In the graph above you can clearly see that there is a rising trend in the data.

7.1 One-step ahead prediction

This forecasting section will describe the one-step ahead prediction. This means in this case that we will only predict the next data point which is in this case the number of pageviews in the next hour.

Now let's first build a model that tries to predict the next data point from the previous one.


In [ ]:
import sklearn
import sklearn.linear_model
import sklearn.gaussian_process

model = sklearn.linear_model.LinearRegression()

# the input x_train contains all the data except the last data point
x_train = train_set[ : -1].reshape((-1, 1)) # the reshape is necessary since sklearn requires a 2 dimensional array

# the output y_train contains all the data except the first data point
y_train = train_set[1 : ]

# this code fits the model on the train data
model.fit(x_train, y_train)

# this score gives you how well it fits on the train set
# higher is better and 1.0 is perfect
print('The R2 train score of the linear model is', model.score(x_train, y_train))

As you can see from the score above, the model is not perfect but it seems to get a relatively high score. Now let's make a prediction into the future and plot this.

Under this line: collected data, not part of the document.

PR #21, opened 2021-11-24
Rename MLLP.DefaultDispatcher to MLLP.EchoDispatcher

### LINKED ISSUE #17: Rename DefaultDispatcher to EchoDispatcher
In EchoDispatcher, we should remove `Logger.error` message. We should echo the message as info and returns positive ACK. It may require some changes in README as well.

_Originally posted by @vikas15bhardwaj in https://github.com/HCA-Healthcare/elixir-mllp/pull/16#discussion_r755466773_

starbelly:
- changed MLLP.DefaultDispatcher to MLLP.EchoDispatcher
 - updated references where required
 - updateed README.md
 
 Closes #17

### DIFF
--- a/README.md
+++ b/README.md
@@ -22,7 +22,7 @@ Next, start an MLLP.Sender process and store its PID.
 
 Alternatively, you could start a Sender using a DNS name rather than an IP address.
 ```
-{:ok, s1} = MLLP.Sender.start_link("localhost", port: 4090, MLLP.EchoDispatcher)
+{:ok, s1} = MLLP.Sender.start_link("localhost", 4090)
 ```
 
 
@@ -47,7 +47,7 @@ You will see log info like...
  }}
 ```
 
-The Logger debug part tells us that the Receiver received the HL7 message. The Logger error part says we haven't set a Dispatcher and the message will not be routed anywhere other than to the console log. Finally, the return value (`{:error,  :application_reject, ...}`) is a NACK. The DefaultDispatcher will not reply with an `:application_accept`.
+The Logger debug part tells us that the Receiver received the HL7 message. The Logger error part says we haven't set a Dispatcher and the message will not be routed anywhere other than to the console log. Finally, the return value (`{:error,  :application_reject, ...}`) is a NACK. The EchoDispatcher will not reply with an `:application_accept`.
 
 Now, we will stop the Receiver.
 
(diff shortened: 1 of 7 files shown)


README.md
```diff
@@ -22,7 +22,7 @@ Next, start an MLLP.Sender process and store its PID.
 
 Alternatively, you could start a Sender using a DNS name rather than an IP address.
 ```
-{:ok, s1} = MLLP.Sender.start_link("localhost", 4090)
+{:ok, s1} = MLLP.Sender.start_link("localhost", port: 4090, MLLP.EchoDispatcher)
```
vikas15bhardwaj: We don't need dispatched on `Sender.start_link`

vikas15bhardwaj: Also the port stays as parameter on Sender

lib/mllp/echo_dispatcher.ex
```diff
@@ -1,7 +1,8 @@
-defmodule MLLP.DefaultDispatcher do
+defmodule MLLP.EchoDispatcher do
```
bryanhunter, line 1: By renaming here you will also need to update the docs (receiver.ex line 51) to use the new name.

As is `iex(1)> h MLLP.Receiver.start` tells user to do it wrong

README.md
starbelly: Good catch.

lib/mllp/echo_dispatcher.ex
starbelly: Good catch.

vikas15bhardwaj:
Couple of places, I still see DefaultDispatcher in comments. README line 50, and 104

README.md
```diff
@@ -55,7 +55,11 @@ Now, we will stop the Receiver.
  MLLP.Receiver.stop(4090)
 ```
 
-### Custom message dispatcher
+### Writing a message dispatcher
+
+MLLP does not ship with a default message dispatcher as the cases can vary signficantly from domain to domain. Instead,
```
bryanhunter:
```suggestion
MLLP does not ship with a default message dispatcher as the cases can vary significantly from domain to domain. Instead,
```

README.md
```diff
@@ -47,15 +47,19 @@ You will see log info like...
  }}
 ```
 
-The Logger debug part tells us that the Receiver received the HL7 message. The Logger error part says we haven't set a Dispatcher and the message will not be routed anywhere other than to the console log. Finally, the return value (`{:error,  :application_reject, ...}`) is a NACK. The DefaultDispatcher will not reply with an `:application_accept`.
+The Logger debug part tells us that the Receiver received the HL7 message. The Logger error part says we haven't set a Dispatcher and the message will not be routed anywhere other than to the console log. Finally, the return value (`{:error,  :application_reject, ...}`) is a NACK. The EchoDispatcher will not reply with an `:application_accept`.
```
bryanhunter:
```suggestion
The Logger `[debug]` part tells us that the Receiver received the HL7 message. The Logger `[info]` part explains that the EchoDispatcher does not route the message anywhere (just "logs and discards" messages). Finally, the return value (`{:error,  :application_reject, ...}`) is a NACK. The EchoDispatcher will not reply with an `:application_accept`.
```

vikas15bhardwaj (approved):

To predict the datapoint after that we will use the predicted data to make a new prediction. The code below shows how this works for this data set using the linear model you used earlier. Don't forget to fill out the missing code.


In [ ]:
nof_predictions = 100

import copy
# use the last data point as the first input for the predictions
x_test = copy.deepcopy(train_set[-1]) # make a copy to avoid overwriting the training data

prediction = []
for i in range(nof_predictions):
    # predict the next data point
    y_test = model.predict([[x_test]])[0] # sklearn requires a 2 dimensional array and returns a one-dimensional one
    
    ##### Implement this part of the code #####
    raise NotImplementedError()
    # prediction.append( ? )
    # x_test = ?

prediction = np.array(prediction)

plt.figure(figsize=(20,4))
plt.plot(np.concatenate((train_set, prediction)), 'g')
plt.plot(train_set, 'b')
plt.show()

As you can see from the image above the model doesn't quite seem to fit the data well. Let's see how we can improve this.

7.2 Multiple features

If your model is not smart enough there is a simple trick in machine learning to make your model more intelligent (but also more complex). This is by adding more features.

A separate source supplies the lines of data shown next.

PR #24, opened 2021-11-24
Add additional flags to dialyzer config

starbelly:
This commit adds :unmatched_returns and :race_conditions to dialzyer config.

See https://www.erlang.org/doc/man/dialyzer.html for details

- changed lib/mllp/sender.ex to cancel timer asynchronously


starbelly:
Note : I need to squash this before merging as the original commit message needs to be altered  per switching from `async: true` to `info: false`

vikas15bhardwaj (approved):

To make our model better we will use more than 1 sample from the past. To make your life easier there is a simple function below that will create a data set for you. The width parameter sets the number of hours in the past that will be used.


In [ ]:
def convert_time_series_to_train_data(ts, width):
    x_train, y_train = [], []
    for i in range(len(ts) - width - 1):
        x_train.append(ts[i : i + width])
        y_train.append(ts[i + width])
    return np.array(x_train), np.array(y_train)

In [ ]:
width = 5
x_train, y_train = convert_time_series_to_train_data(train_set, width)

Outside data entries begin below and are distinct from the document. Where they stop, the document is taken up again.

PR #27, opened 2021-11-29
Simplify MLLP.Sender/Client api and standardize errors 

starbelly:
- reduce the various send_* functions to send/2,/3,/4 and send_async/2,3
- add auto_reconnect_interval option
- wrap and unwrap payloads by default
- only verify a response with MLLP.Ack if the payload provided is an HL7.Message.t()
- move the initial connection attempt into a handle_continue/2 clause
- normalize (validate) host parameter to a tuple and raise if invalid
- Always log an error when we fail to establish a connection
- Store connection failures in state so we can return the caller the last known error in case
   they try to send a message while the connection is still being established
- Add and standardize on MLLP.Client.Error (exception) for returned errors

print(x_train.shape, y_train.shape)

As you can see from the print above both x_train and y_train contains 303 datapoints. For x_train you see that there are now 5 features which contain the pageviews from the 5 past hours.

So let's have a look what the increase from 1 to 5 features results to.


In [ ]:
width = 5
x_train, y_train = convert_time_series_to_train_data(train_set, width)
model = sklearn.linear_model.LinearRegression()
model.fit(x_train, y_train)
print('The R2 score of the linear model with width =', width, 'is', model.score(x_train, y_train))

Now change the width parameter to see if you can get a better score.

7.3 Over-fitting

Now execute the code below to see the prediction of this model.


In [ ]:
import copy

# this is a helper function to make the predictions
def predict(model, train_set, width, nof_points):
    prediction = []
    # create the input data set for the first predicted output
    # copy the data to make sure the orriginal is not overwritten
    x_test = copy.deepcopy(train_set[-width : ]) 
    for i in range(nof_points):
        # predict only the next data point
        prediction.append(model.predict(x_test.reshape((1, -1))))
        # use the newly predicted data point as input for the next prediction
        x_test[0 : -1] = x_test[1 : ]
        x_test[-1] = prediction[-1]
    return np.array(prediction)

In [ ]:
nof_predictions = 200
prediction = predict(model, train_set, width, nof_predictions)

plt.figure(figsize=(20,4))
plt.plot(np.concatenate((train_set, prediction[:,0])), 'g')
plt.plot(train_set, 'b')
plt.show()

As you can see in the image above the prediction is not what you would expect from a perfect model. What happened is that the model learned the training data by heart without 'understanding' what the data is really about. This fenomenon is called over-fitting and will always occur if you make your model more complex.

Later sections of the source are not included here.